◆ Data shown:
PR #598, opened 2018-06-30
[WIP] Misc. Cleanup in Kernel

ghackebeil:
TODO...

### Legal Acknowledgement


whart222:
@ghackebeil I've reviewed this briefly.  When this is ready for a review, I recommend that we chat.  I think it'll be more effective for me to simply talk through the changes you're making and why.

ghackebeil:
In effort to reduce the number of base class methods, I removed `parent_block` from kernel objects. It's both unclear what `.parent_block` is supposed to be and trivial enough to implement using calls to `.parent`.

If you'd like, I could re-implement the tree checker class to not use `parent_block` at all, and look the same for both AML and Kernel.

gseastream:
I was just curious, I don't think that'll be too necessary. Although I know we discussed the fact that we should minimize api differences between aml and kernel, so if that's relevant then we might want to consider converging the logic here.

ghackebeil:
@wehart: I believe this PR is ready for a review. I'd be happy to discuss these changes whenever you are free.

gseastream:
Everything on master is failing after this merge ([test](https://travis-ci.org/Pyomo/pyomo/builds/407739115)) because the import name for `ComponentMap` and `ComponentSet` has changed. Looks like we should have updated this branch before merging it to master.

PR #606, opened 2018-07-12
Creating pyomo.dualize

whart222:
## Summary/Motivation:
This change consolidates elements of Pyomo that
are used to create dual problems.  Currently, this is only used
by pyomo.bilevel.  But this transformation has broader utility.

- Creating pyomo.dualize
- Moving the linear_dual transform out of pyomo.core.plugins into pyomo.dualize.plugins
- Moving the collection routines out of pyomo.repn into pyomo.dualize
- Moving associated tests out of pyomo.core

### Legal Acknowledgement


pyomo/duality/tests/test_linear_dual.py
```diff
@@ -15,7 +15,7 @@
 from os.path import abspath, dirname, normpath, join
 
 currdir = dirname(abspath(__file__))
-exdir = normpath(join(currdir,'..', '..','..','..','examples','pyomo','core'))
+exdir = normpath(join(currdir,'..','..','..','examples','pyomo','core'))
```
jsiirola: For the record: this is a bad test structure - the test will only work on source checkouts and not if someone installs the code.

blnicho: @jsiirola could you point to a better way to do this? I know I've copied this approach for some of my Simulator tests not knowing how else to reach scripts in the Pyomo examples directory. This might be a good topic for the developer meeting.

jsiirola: The fundamental problem is that we do not distribute the examples directory with anything other than source/git installs.  Personally, I think we should move to a model where the examples are alongside the source in `pyomo/<subpackage>/examples` -- that is, the `examples` are a peer directory to the `tests` directory.  We could then add a utility (to the pyomo script) to extract the examples to wherever the user wants them.  Regardless, this should be discussed on an issue and not hold up this PR.

whart222: Can we run tests on an installed Pyomo package?  What would that look like?

PR #607, opened 2018-07-12
Add pyomo.dataportal subpackage

whart222:
## Summary/Motivation:
Move DataPortal logic out of pyomo.core to better modularize the Pyomo code base.

- Moved code from of pyomo.core.data into pyomo.dataportal
- Moved plugins in pyomo.core.plugins into pyomo.dataporta.plugins
- Moved some tests in pyomo.core.tests into pyomo.dataportal.tests

### Legal Acknowledgement


whart222:
NOTE:  Some of the logic in pyomo.dataportal depends on knowing whether data is being loaded into a Set or Param.  However, this code is not strictly dependent on that functionality.  It just helps in some cases.  Hence, I think this move is reasonable.

Imports from pyomo.core.base were moved into the specific functions/methods that needed to import a Set or Param object.  These should be called very infrequently in Pyomo scripts, so there should be minimal impact on that move.

pyomo/dataportal/parse_table_datacmds.py
```diff
@@ -0,0 +1,133 @@
+
```
jsiirola: This file is autogenerated by PLY and I believe should not be committed to the repo.  I believe there are issues if the table is out of date (wrt the version of PLY that the user has installed) and the user cannot edit the file (e.g., Pyomo was installed into the system python).

jsiirola:
@whart222: I think that we should merge (pending tests) and then add an issue to replace the reference to `DataPortal` from `PyomoModel.py` and replace it with a function registry.  This will break the circular dependence between `pyomo.core.base.PyomoModel` and `pyomo.dataportal` (so that dataportal can import Set/Param at the global scope).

◆ What is expected: Go through the listing above and return every line where the word "core" occurs.

◆ Exercise answer:
- Moving the linear_dual transform out of pyomo.core.plugins into pyomo.dualize.plugins
- Moving associated tests out of pyomo.core
-exdir = normpath(join(currdir,'..', '..','..','..','examples','pyomo','core'))
+exdir = normpath(join(currdir,'..','..','..','examples','pyomo','core'))
Move DataPortal logic out of pyomo.core to better modularize the Pyomo code base.
- Moved code from of pyomo.core.data into pyomo.dataportal
- Moved plugins in pyomo.core.plugins into pyomo.dataporta.plugins
- Moved some tests in pyomo.core.tests into pyomo.dataportal.tests
Imports from pyomo.core.base were moved into the specific functions/methods that needed to import a Set or Param object.  These should be called very infrequently in Pyomo scripts, so there should be minimal impact on that move.
@whart222: I think that we should merge (pending tests) and then add an issue to replace the reference to `DataPortal` from `PyomoModel.py` and replace it with a function registry.  This will break the circular dependence between `pyomo.core.base.PyomoModel` and `pyomo.dataportal` (so that dataportal can import Set/Param at the global scope).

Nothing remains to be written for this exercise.